В то же время Борман и Гиммлер пытались опорочить в глазах Гитлера начальников управлений министерства вооружений. Гитлер не счел нужным поставить меня в известность, и я окольными путями узнал, что он особенно недоволен троими – Либелем, Вагером и Шибером, так что их уже можно было считать отставленными. Всего нескольких недель хватило Гитлеру, чтобы забыть о возрождении наших близких отношений, которое казалось вполне реальным во время встреч в Клессхайме. Кроме Фромма, Цайтцлера, Гудериана, Мильха и Дёница, лишь министр экономики Функ остался среди немногих высших руководителей рейха, не отшатнувшихся от меня в период моей болезни.
Еще несколько месяцев назад Гитлер требовал перевести промышленные предприятия в шахты и колоссальные бункеры, дабы защитить их от бомбежек. Я тогда отвечал, что бетон – не спасение от бомбардировок и на передислокацию заводов под землю и в укрытия уйдет много лет. Более того, нам еще повезло, что вражеские налеты на военные заводы напоминают удары по широкой дельте реки, распавшейся на множество ручейков, и потому пока не наносят большого вреда.
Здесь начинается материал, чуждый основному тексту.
PR #4318, opened 2026-09-01
feat: self-serve email change on the account page

### LINKED ISSUE #4303: Add a self-serve email-change flow on /account (paying-user lockout risk)
**Goal alignment**: A paying subscriber who lost their registered inbox is one forgotten password from permanent lockout (password reset goes to the old address) — involuntary churn, the revenue leak CLAUDE.md says to close.

### Problem

There is no way to change an account's email anywhere in the product. /account renders the email read-only (`UserProfile.tsx`); the only email input on the page is the "Paid with a different email?" claim form, which changes nothing about the account address. A paying subscriber who lost access to their registered address went looking for an email-change control, found the claim form, and used it expecting it to move their account to the new address — it can't. Today the only path is manual SQL by the maintainer, and the user's fallbacks are both broken: password reset mails the inbox they've lost, and delete-plus-re-register would orphan their active subscription linkage. A paying user is stuck on an address they no longer control, with no self-serve exit.

- "I was trying to change my e-Mail adress from [old email] to [new email]."
- "I lost access to my old e-Mail adress, which is why I would like to change the account completly. Can you help me with this issue?"

### Proposed direction

Ship one focused email-change control on /account — a single primary action ("change email"), not a settings panel. The security shape is non-negotiable: require re-authentication before the change, send a confirmation link to the **new** address (the change only completes when that link is followed), and send a notification to the **old** address so a hijack is visible even when the old inbox is still monitored. Sequence the work: an ops email-change command first (cheap, replaces the manual SQL path, needs the matching CommandsTab button in the same PR), then the self-serve flow as the durable fix. When the self-serve flow lands, tighten the claim form's copy in the same PR so it plainly states it links a subscription and does not change your login email. **Do not** build an email-preferences center, multiple-emails-per-account, or aliasing — this is one address swap.

**Metric it should move**: monthly paid churn % (business-baseline block / Stripe); secondary, volume of email-change and lockout support tickets. Churn/retention surface touching paying users — route through the trio before build.

aalemayhu:
> **kanel regeneration pending from the main checkout.** This PR adds the
> `email_change_tokens` table (migration `20261012000000`) and types its columns
> locally in `src/data_layer/EmailChangeTokenRepository.ts`. `src/data_layer/public/`
> was **not** touched — run `pnpm kanel` against the applied migration from the main
> checkout and commit the regenerated `public/EmailChangeTokens.ts` before this goes ready.

## What
Self-serve account email change on `/account`. Under the read-only email, a
"Change email" control lets a signed-in user move their account to a new
address: they re-authenticate with their current password, we mail a
confirmation link to the new address and a heads-up to the old one, and the
change applies only when the link is opened. A pending change shows a badge on
reload with resend / cancel. The claim toggle is retitled "Link a subscription"
with a clause clarifying it does not change the sign-in email.

## Why
Closes #4303. A paying user who loses access to their old inbox has, today, no
path to change their account email short of manual SQL — one forgotten password
from lockout, and a recurring support thread.

## How
- `email_change_tokens` table (mirrors `subscription_claim_tokens`) + a new
  `EmailChangeTokenRepository` and in-memory twin.
- `RequestEmailChangeUseCase` (validate, re-auth via `comparePassword`, uniqueness
  check, per-user hourly rate cap, mint HMAC-hashed token, send both mails) and
  `ConfirmEmailChangeUseCase` (token-authed, applies the change).
- The confirm transaction lives in `UsersRepository.applyEmailChange`: it locks
  the user row, re-checks the token and email uniqueness inside the transaction,
  updates `users.email`, relinks subscriptions (`linked_email` where the sub
  matched by payer OR linked email — the pair that keeps `cancelUnlinkedSubscriptions`
  from sweeping a paying account), marks the token consumed, then revokes every
  session via `logOutEverywhere`.
- `UsersControllers` (RAIL) gains `requestEmailChange` / `confirmEmailChange` /
  `cancelEmailChange`; `UserRouter` (RAIL) mounts `POST /api/users/email-change/{request,confirm,cancel}`.
  Request + cancel are authed; **confirm is token-authed** (no session) so it
  works from the new inbox on any device.
- Two transactional email templates matching `reset.html` structure; web
  `ChangeEmail.tsx` under `UserProfile`, a token confirm landing page at
  `/account/email-change` (added to `App.tsx` and `knownRoutes.ts`), an
  `?email_changed=1` success banner, and `accountx`/`account`/`common` keys in
  all 10 locales.
- `email_change_requested` / `email_change_confirmed` added to both analytics
  allowlists (client-fired).

**Design decision — OAuth-only detection.** An OAuth-registered account stores a
bcrypt hash of a random UUID, indistinguishable from a real password by shape.
When `comparePassword` fails we check for an `oauth_identities` row: present →
`403 set_password_first` (routed to `/forgot`), absent → `401` wrong password.
An OAuth user who later set a real password compares true and proceeds; only a
genuine mismatch on an OAuth account diverts. Passwordless re-auth is out of
scope (v2), per the spec.

## Measuring success
`email_change_confirmed` volume at `/api/ops/metrics`; the primary signal is
"paid but locked out / change my email" support threads trending to zero.

## Testing
- Unit tests added:
  - `RequestEmailChangeUseCase.test.ts` — success mails both addresses, invalid /
    same-as-current / wrong-password / set-password-first / email-taken / rate-limited.
  - `ConfirmEmailChangeUseCase.test.ts` — unknown/expired/consumed token, confirm
    race (colliding account → clean `email_taken`, no session revocation), success
    applies the change and revokes sessions.
  - `UsersControllers.emailChange.test.ts` — HTTP status mapping (401/403/409/400/200)
    with only the DB edge mocked.
  - `UsersRepository.emailChange.sql.test.ts` — pg-dialect generated SQL for the
    subscription relink.
  - `InMemoryEmailChangeTokenRepository.test.ts`, `EmailChangeEmail.test.ts`,
    `ChangeEmail.test.tsx`.
- Full server Jest: 6828 passed; the 79 failures are the documented environmental
  ones only (Python-venv-absent `PythonExitError` parser/canary suites and
  `getPageCount` pdfinfo ENOENT). Full web vitest: 3476 passed. `tsc -p . --noEmit`
  and web `tsc --noEmit` clean. `pnpm format:check` clean tree-wide.

## Browser check
Notes: `pnpm --filter 2anki-web test:golden-path` — 4 passed at 375px, including
the subscriber account page which now renders the ChangeEmail control via UserProfile.

## Changelog
`2026-09-02-change-account-email.json` — "Change your account email from your
account page — confirm the switch with a link sent to the new inbox"

## Risks
- Auth + subscription-linking + a migration → hard rail; needs human review.
- The subscription relink runs `UPDATE subscriptions SET linked_email` for every
  row matching the old email; `linked_email` still carries a UNIQUE constraint, so
  an account with 2+ active subscription rows to the same new address would hit a
  23505 that surfaces as `email_taken` (matches the existing
  `changeEmailAndRelinkSubscriptions` risk envelope; single-sub is the norm).
- Rollback: revert the branch; the migration `down` drops the table.

## Security notes
- Token is `crypto.randomUUID`, stored only as an HMAC (`hmacToken`) — never logged;
  no email/token is logged on these paths.
- Re-auth on request; confirm re-checks uniqueness inside the transaction and relies
  on the `users.email` UNIQUE constraint as the final race guard (accounts never merge).
- Notice to the OLD address at request time gives a hijack victim a window to react;
  all sessions are revoked on completion.
- Confirm is token-authed by design (link goes to the new inbox); request/cancel are
  behind `RequireAuthentication`.

## Goal alignment
Retention/per-user value: removes a hard lockout path for paying users (the audience
most costly to lose) and deletes a recurring support burden. Read on
`email_change_confirmed` at `/api/ops/metrics` and the lockout support-thread count.


aalemayhu (commented):
Review pass: spec implemented per the locked decisions with three flagged deviations (cancel endpoint for flow state D, hourly rate cap, OAuth detection via identity row); security-review findings all closed on-branch (rate-cap bypass via cancel, stale tokens after confirm, taken-email enumeration) with regression tests; kanel regeneration committed from the main checkout; email sends wired into the #4329 category system; Sonar clean at this head (S8786 regex replaced with the shared normalizeEmail, S2933 readonly). Checks green. Hard rail (auth surface, migration) — waiting for Alexander to merge.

И если продолжать это образное сравнение, то когда мы начнем защищать дельту, – лишь заставим врага атаковать промышленный поток, сосредоточенный в глубоком узком русле. Я приходил в ужас от одной только мысли о целенаправленных бомбардировках химических заводов, угольных шахт и электростанций. Не сомневаюсь, что весной 1944 года англичане и американцы вполне могли полностью разрушить эти объекты и все наши попытки спасти их оказались бы тщетными.